◆ PROBLEM DETAILS:
An exact, complete copy of the entries is what is needed.

◆ MATERIAL FOR THE TASK:
PR #99, opened 2019-08-01
Cleanup vendored projects.

markusthoemmes:
This cleans up our vendor folder quite a bit as it drops dependencies wedon't actually need. It also replaces revisions with actual versions for better readability.


markusthoemmes:
/assign @houshengbo 

typo...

◆ OUTPUT FOR THIS TASK:
PR #99, opened 2019-08-01
Cleanup vendored projects.

markusthoemmes:
This cleans up our vendor folder quite a bit as it drops dependencies wedon't actually need. It also replaces revisions with actual versions for better readability.


markusthoemmes:
/assign @houshengbo 

typo...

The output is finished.